I once knew a kid. Born into a dysfunctional family, loneliness and isolation would soon become his totemic peers. It didn’t help the fact that the kid had to move out of his hometown to a secluded hamlet centred around extreme communal stigma. Away from family and friends, he couldn’t shake the feeling of being an outsider, an unwelcome one at that. Yet, the 10-year-old would find solace in the arms of dreams. I’m not talking about REM dreams here. The dreams in question happened when the world around the kid was fully alive and kicking. Maybe the dream isn’t the correct word. The kid had an excellent sense of imagination. The plethora of comics, cartoons and video games available to him helped fuel this flight of fancy. With the help of these, he had built a world of his own inside his psyche. A world where he was the hero. A world where he could be anyone, do anything. Suddenly, he wasn’t an outsider anymore.
An Excuse From Reality
The story of this kid I once knew resonates strongly with Supergiant Games’ Bastion, an RPG adventure set in a fantasy world atop the sky. Bastion starts with the hero, dubbed “the kid” waking up from sleep, only to find that a calamity has claimed his city and the people he loved. With the guidance of an elderly man named ‘Rucks’, the kid takes it upon himself to find the pieces of the old world and restore it to its former glory. Bastion wholeheartedly welcomes players of any genre with its alluring art style, compelling story, engaging combat and a soundtrack that is heart-rending, yet sanguine at the same time. Despite all its charm, the one thing that drew me into Bastion was how much the narrative reminded myself of that kid I once knew.

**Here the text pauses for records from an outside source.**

PR #917, opened 2015-12-21
use another method to provide more understandable content to getRootDir, ...

kmelia:
… getCacheDir and getLogDir

This is the proposition I made on the last comment of the closed PR #914 

It provide more understandable content to the ``get*Dir()`` methods.

### DIFF
--- a/app/AppKernel.php
+++ b/app/AppKernel.php
@@ -30,17 +30,22 @@ class AppKernel extends Kernel
 
     public function getRootDir()
     {
-        return __DIR__;
+        return $this->getProjectDir().'/app';
     }
 
     public function getCacheDir()
     {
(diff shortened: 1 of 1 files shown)


Tobion:
It adds 4 methods calls on every request for no reason. So I'm :-1:

Tobion:
Btw, you can do these changes in your own AppKernel easily. This is just a template after all.

kmelia:
> Btw, you can do these changes in your own AppKernel easily. This is just a template after all.

Yes of course, it was just the proposition I could not do in PR #914 ;)

jakzal:
:-1: 

I agree with @Tobion. There's no benefit of doing this while we'd add method calls in a class that's used on every request.

PR #918, opened 2015-12-23
Referencing scripts in composer.json to avoid duplication

1ed:
It's a new feature of composer ([referencing-scripts](https://getcomposer.org/doc/articles/scripts.md#referencing-scripts)) available as of [1.0.0-alpha11](https://github.com/composer/composer/releases/tag/1.0.0-alpha11).

### DIFF
--- a/composer.json
+++ b/composer.json
@@ -27,7 +27,7 @@
         "symfony/phpunit-bridge": "^2.7"
     },
     "scripts": {
-        "post-install-cmd": [
+        "symfony-scripts": [
             "Incenteev\\ParameterHandler\\ScriptHandler::buildParameters",
             "Sensio\\Bundle\\DistributionBundle\\Composer\\ScriptHandler::buildBootstrap",
             "Sensio\\Bundle\\DistributionBundle\\Composer\\ScriptHandler::clearCache",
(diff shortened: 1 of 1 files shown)


Pierstoval:
It forces users to update their composer installation, and even if composer itself sends warnings, I don't know if it's a best practice.
But anyway I really like this feature :+1:

xabbuh:
Given that it's included in a tagged release and that release is even more than a month old I am :+1: on this.

WouterJ:
Please note that the Composer update warnings are no shown after 60 days instead of 30, maybe it's better to wait another month?

xabbuh:
Oh did they exceed that value?

1ed:
We already use `config.platform` from the same release as of https://github.com/symfony/symfony-standard/commit/d0e9308e807aae02c332897d610ad5eb49d81c1e.

Pierstoval:
I think we can merge this now :+1:

fabpot:
That's very different. If config.platform is not taken into account, that's no big deal. Here, if script references are not supported, hooks do not work anymore.

fabpot:
Thank you @1ed.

As a firm believer of Derrida’s Deconstruction Theory, I knew that there was more to the story of Bastion than the grand fantasy adventure it presented itself as. To me, the whole narrative of Bastion is one big metaphor. The word Bastion is defined as “something that keeps or defends a way of life that is disappearing or threatened.” When everything is going wrong, Bastion provides a moment’s respite, as it cast a long shadow over the worries and troubles of life. Just like the kid from our story, the hero of Bastion finds his world in shambles. This rapid deterioration takes his childhood away from him, one small piece at a time. Hence he finds solace in Bastion, a place straight out of fantasy fiction. In Bastion, the world revolved around him. The hero of Bastion set forth to save the world just like the kid who saved his family, friends, school and even rivals from terrorists, monsters and all kinds of impending threats in his own imaginary world. They were the means and the answer. Moreover, it helped them escape from the harsh reality. As long as they were in their own worlds, the problems of life couldn’t catch up to them.

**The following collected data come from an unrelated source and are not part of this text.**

PR #919, opened 2015-12-24
remove references to Symfony2

ip512:
it's weird to have references to sf2 when installing sf3 project

### DIFF
--- a/bin/symfony_requirements
+++ b/bin/symfony_requirements
@@ -7,7 +7,7 @@ $lineSize = 70;
 $symfonyRequirements = new SymfonyRequirements();
 $iniPath = $symfonyRequirements->getPhpIniConfigPath();
 
-echo_title('Symfony2 Requirements Checker');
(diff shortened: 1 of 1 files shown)


Pierstoval:
Duplicate of sooo many other PRs, it's solved in SensioDistributionBundle and will be fixed on the next release

ip512:
I don't see any symfony_requirements file in SensioDistributionBundle but anyway, if you say it's fixed...

Pierstoval:
The file is [here](https://github.com/sensiolabs/SensioDistributionBundle/blob/master/Resources/skeleton/app/SymfonyRequirements.php) and the zip files that one downloads from the website are generated by [this script](https://github.com/sensiolabs/SensioDistributionBundle/blob/master/Resources/bin/build.sh) which is executed server-side by SensioLabs

ip512:
indeed, thanks for the information!

PR #923, opened 2016-01-03
[RFC][DX] Add test front controller

Nek-:
Hello,

I suggest to add this new front controller because if you try to use `php bin/console server:run -e=test` you're website doesn't work (blank page) and the error is not obvious at all ! See:

```
[2016-01-03 02:15:25] php.DEBUG: fsockopen(): unable to connect to 127.0.0.1:8000 (Connection refused) {"type":2,"file":"/.../vendor/symfony/symfony/src/Symfony/Bundle/FrameworkBundle/Command/ServerCommand.php","line":59,"level":28928} []
```

I lost some time searching for the reason, and as symfony core supports test env by default, the standard edition should support it too.

I put the same "security" inside the app_test file (that is in the same way bypassable), for similar reasons.

Hope you'll agree.

### DIFF
--- a/web/app_test.php
+++ b/web/app_test.php
@@ -1,0 +1,34 @@
+
+<?php
+
+use Symfony\Component\HttpFoundation\Request;
+use Symfony\Component\Debug\Debug;
+
+
+// If you don't want to setup permissions the proper way, just uncomment the following PHP line
+// read http://symfony.com/doc/current/book/installation.html#checking-symfony-application-configuration-and-setup
+// for more information
+//umask(0000);
+
+// This check prevents access to debug front controllers that are deployed by accident to production servers.
+// Feel free to remove this, extend it, or make something more sophisticated.
+if (isset($_SERVER['HTTP_CLIENT_IP'])
+    || isset($_SERVER['HTTP_X_FORWARDED_FOR'])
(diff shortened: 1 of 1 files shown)


Pierstoval:
> I suggest to add this new front controller because if you try to use `php bin/console server:run -e=test` you're website doesn't work (blank page) and the error is not obvious at all !

It is normal, the `test` environment should be used only when instanciating a kernel within PHPUnit tests.
 
`app_test` would be a web entry, which is not at all the point of using the `test` environment.

jakzal:
We have rejected such requests before, see #734 for explanation.

Nek-:
> It is normal, the test environment should be used only when instantiating a kernel within PHPUnit tests.

Did you try functional tests ? (behat)

@jakzal I understand the fact that you don't want the server to work by default. But if you think so, this file become a problem: https://github.com/symfony/symfony/blob/master/src/Symfony/Bundle/FrameworkBundle/Resources/config/router_test.php

Because it allows to start the integrated server (that is useful in the case to test things). There is no error... Until you try to get a page and it's blank. This behavior should not happens. I mean, **everything is green, no error, even in verbose mode**, but it fails.

And thinking that the `app_test.php` file is missing is all but obvious.

Please consider taking a decision on a side or the other, but the situation is definitly not normal for now.

PR #928, opened 2016-01-13
Update `.gitignore` with rules for `bin` directory

phansys:
| Q             | A
| ------------- | ---
| Bug fix?      | no
| New feature?  | no
| BC breaks?    | no
| Deprecations? | no
| Tests pass?   | yes
| Fixed tickets |
| License       | MIT
| Doc PR        |

This allows to keep track of `bin/console` while leaves the rest of the directory's
content out of SCM, which is often generated by composer.

### DIFF
--- a/.gitignore
+++ b/.gitignore
@@ -1,5 +1,8 @@
 /app/config/parameters.yml
 /build/
+/bin/*
+!/bin/console
+!/bin/symfony_requirements
 /phpunit.xml
 /var/*
 !/var/cache


bocharsky-bw:
I think this changes only useful after switching to the new symfony 3 directory structure, but instead you better should manually remove all vendor's binary files from the bin dir and use them from vendor/bin.

Tobion:
as @bocharsky-bw also said, SE 3.0 does not put vendor bins in `bin` anymore but in the default `vendor/bin`. `bin` is only for your application specific executables. So closing.

phansys:
Excellent! I missed that point absolutely.
Thanks guys.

Realism in Magical Realism
The levels in Bastion gets harder and darker as the story progresses. One does not need to be a philosopher to understand the existential undertones that keep popping up in between the narrative. In his journey, the hero finds himself facing betrayal, guilt and tragedy numerous times but manages to overcome them with his zealous aura and undying fervour. The kid I once knew felt the same. In the real world, he may have been an outsider, a nobody. But as long as he was in his world, he felt good about himself. Throughout his journey, the hero of Bastion is reminded that once they save the city by reverting time, things will go back to the way they were. He’ll have to go back to his old life and chances are, people won’t remember what the hero did for them. As for our kid, he too knew that he’d eventually have to return to the real world. Fantasy is not eternal and the prominent word in Magical Realism is without a doubt, ‘realism’.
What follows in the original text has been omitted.